As for your child, focus on his/her strengths academically. Is he/she good at art, music, history, math? Find that something that makes him/her comfortable while learning and let the homeroom teacher know. My daughter's homeroom teacher and Special Ed teacher were very understanding because some days she would reluctantly join her class and was not paying any attention.

In other words, give them a lot of feedback about how your child is performing.

Hang in there!!! It's a lot of work... I know what you're going through.

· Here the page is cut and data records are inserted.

PR #16472, opened 2026-08-25
[WOOMOB-3902] Restore the POS refund selection by unit count, not by row id

samiuelson:
### Description

Fixes WOOMOB-3902

When the store rejects a refund preview or create because the order changed, the refund screen offers to reload the remaining items and tries to keep what the cashier had selected. It restored that selection by matching `WooPosRefundableItem.uniqueId`, which is `"${orderItemId}_$rowIndex"`. `rowIndex` is the unit's position within what is still refundable, so it is renumbered on every reload — and a reload only happens because the order changed, which is exactly when those positions move.

Item 42 with quantity 3 gives `42_0`, `42_1`, `42_2`. The cashier deselects `42_0` and keeps the two trailing units. Another register refunds two units. The reload yields only `42_0`, nothing matches, and the selection is emptied. The cashier has to pick again with no explanation.

The failing case is always a trailing one. The selection has to exceed what is left for the store to reject it at all, so a leading selection survives the old id intersection unchanged.

This replaces the id set with `WooPosRefundSelectionSnapshot`: a unit count per `orderItemId` plus the selected lump-sum ids. `WooPosBuildRefundContent` now selects the first *n* units of each line, capped at what is left, and selects a fee row if its id was selected. Products and fees are kept in separate fields because they restore by different rules: a count for units, whole-line presence for a lump sum.

Restoring by count rather than giving units a stable identity is deliberate: nothing downstream needs per-unit identity. `WooPosBuildRefundLineItems` (server path), `WooPosGroupRefundItems` (local path) and `WooPosCalculateRefundSubtotal` all group by `orderItemId` and use the row count, so the count is the only meaningful state.

Two notes for review:

- WOOMOB-3902 describes the no-survivor fallback as "select everything". That is no longer the code — it was changed to leave the selection empty in #16440. The live symptom is therefore a lost selection, not a widened one, and this PR keeps the empty fallback.
- Of the three `WooPosRefundViewModelTest` cases that cover the reload, only the trailing-unit one failed on `trunk` as originally written. The other two deselected the last unit, so the survivors matched the old intersection and they passed. Both have been changed to deselect the *first* unit. All three now fail on `trunk`, along with the new post-rejection case: pasting the four into `trunk`'s `WooPosRefundViewModelTest` gives 80 tests and 4 failures, the trailing-unit ones with `expected:<[["1_0"]]> but was:<[[]]>`.

Pre-existing and unchanged by this PR: if the reload itself fails, the error screen's **Retry** loads with no preserved selection, which selects every remaining unit. Worth knowing if you hit a load error while testing. Tracked as WOOMOB-3927.

### Test Steps

Needs two clients signed in to the same store. The second can be a phone running the main app, as long as it is already signed in — the store needs a WordPress.com login, so a fresh device will not do. Refunding from the main app's order detail screen is enough.

These steps assume the server-calculated refund path, so the store rejects at the preview when Continue is tapped.

Only scenario 1 fails on `trunk`. Scenarios 2 and 3 pass there too — they guard behaviour this PR must not break, so check them against the stated counts rather than reading a pass as proof of the fix.

**Scenario 1 — a shrinking line. Fails on `trunk`.**

1. On the register, open an order with a line item of quantity 3 and start a refund.
2. Deselect the **first** unit of that line. The counter reads `(2 SELECTED)`.
3. On the second client, refund **two** units of that line item. One unit is left.
4. On the register, tap **Continue**. Selected (2) exceeds what is left (1), so the store rejects with "The selected quantity is more than what's left to refund."
5. Tap **Review remaining items**.
6. Expected: one unit is listed and it is selected — `(1 SELECTED)`, Continue enabled.
   On `trunk`: `(0 SELECTED)`, Continue disabled.

**Scenario 2 — a fee alongside the units. Regression guard.**

Use a fresh order with a line item of quantity 3 plus a fee. In POS, "Custom amount" adds one.

7. Start a refund. Deselect the **first** unit, leaving the two trailing units and the fee. The counter reads `(3 SELECTED)`.
8. On the second client, refund **two** units of that line item. Leave the fee alone.
9. On the register, tap **Continue**, then **Review remaining items**.
10. Expected: two rows are listed and **both** are selected — `(2 SELECTED)`: the remaining unit and the fee.
    On `trunk`: `(1 SELECTED)`. The fee survives there because a lump sum's `uniqueId` is `fee_<id>` and carries no `rowIndex`, so only the unit is lost. Assert the count, not just the fee.

**Scenario 3 — nothing survives. Regression guard for #16440.**

Use another fresh order with a line item of quantity 3 plus a fee. Scenario 2's order will not do: it has one unit left, so step 12 cannot refund three.

11. Start a refund. Deselect the **fee**, leaving all three units. The counter reads `(3 SELECTED)`.
12. On the second client, refund **all three** units of that line item.
13. On the register, tap **Continue**, then **Review remaining items**.
14. Expected: only the fee row is listed, and it is **unselected** — `(0 SELECTED)`, Continue disabled. The cashier picks again rather than confirming an item they never chose.
    `trunk` behaves the same: this is #16440's empty fallback, which this PR keeps.

### Images/gif

N/A

### DIFF
--- a/RELEASE-NOTES.txt
+++ b/RELEASE-NOTES.txt
@@ -7,6 +7,7 @@
 - [*] The app name on the launcher is no longer translated - Brazilian Portuguese showed "Eba!" instead of "Woo"[https://github.com/woocommerce/woocommerce-android/pull/16452]
 - [*] Order creation: the discount screen now formats the product line and totals like the rest of the app, and "Price after discount" shows the full price until a discount is entered [https://github.com/woocommerce/woocommerce-android/pull/16453]
 - [*] Woo POS: removed the banner warning that Point of Sale would require WooCommerce 10.5.0, as that requirement is not enforced [https://github.com/woocommerce/woocommerce-android/pull/16466]
+- [*] Woo POS: reloading the remaining items after the store rejects a refund now keeps the number of units you had selected, instead of clearing the selection when the line got shorter
 
 25.5
 -----
--- a/RELEASE-NOTES.txt
+++ b/RELEASE-NOTES.txt
@@ -7,7 +7,7 @@
 - [*] The app name on the launcher is no longer translated - Brazilian Portuguese showed "Eba!" instead of "Woo"[https://github.com/woocommerce/woocommerce-android/pull/16452]
 - [*] Order creation: the discount screen now formats the product line and totals like the rest of the app, and "Price after discount" shows the full price until a discount is entered [https://github.com/woocommerce/woocommerce-android/pull/16453]
 - [*] Woo POS: removed the banner warning that Point of Sale would require WooCommerce 10.5.0, as that requirement is not enforced [https://github.com/woocommerce/woocommerce-android/pull/16466]
-- [*] Woo POS: reloading the remaining items after the store rejects a refund now keeps the number of units you had selected, instead of clearing the selection when the line got shorter
+- [*] Woo POS: reloading the remaining items after the store rejects a refund now keeps the number of units you had selected, instead of clearing the selection when the line got shorter [https://github.com/woocommerce/woocommerce-android/pull/16472]
 
 25.5
 -----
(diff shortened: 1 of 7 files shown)


dangermattic:
<table>
  <thead>
    <tr>
      <th width="50"></th>
          1 Message
      </th>
     </tr>
  </thead>
  <tbody>
    <tr>
      <td>:book:</td>
    </tr>
  </tbody>
</table>

</p>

edited, originally posted almost 8 years ago
A MyAutismTeam Member said:

@A MyAutismTeam Member.. I homeschooled my daughter last year through K12 as well. She actually asked me if she could go back to a brick and mortar school this year for the 5th grade. I was hesitant, but so far it is working out fine for her. My only concerns are the school's willingness to comply. Otherwise, she is enjoying being around the children again. Even though her social skills do not match the typical 11 year old, she tries to socialize. If the children become too much for her, she retreats quickly! As for the school work through K12, it was a lot of work, but she definitely needed that time at home. I recommend the school to many parents with children on the autism spectrum because of the flexibility and additional time they have to complete assignments. The only thing is they are still required to take state assessments.

edited, originally posted almost 8 years ago
A MyAutismTeam Member said:

We have twin sons on the spectrum, and my wife and I tend to just let them go to that quiet, safe place where they can tune us and everything else out. For them, it involves tapping into a lot of their favorite repetitive behaviors, which usually makes them feel better. Then, depending on the severity of the situation that caused them to need their "deep thoughts" time (as we say), we gently try to bring them back to us. It can be so difficult when you try to do the one thing you really want to do -- communicate with them to make them feel better -- but when they're not responsive, it can be awfully frustrating.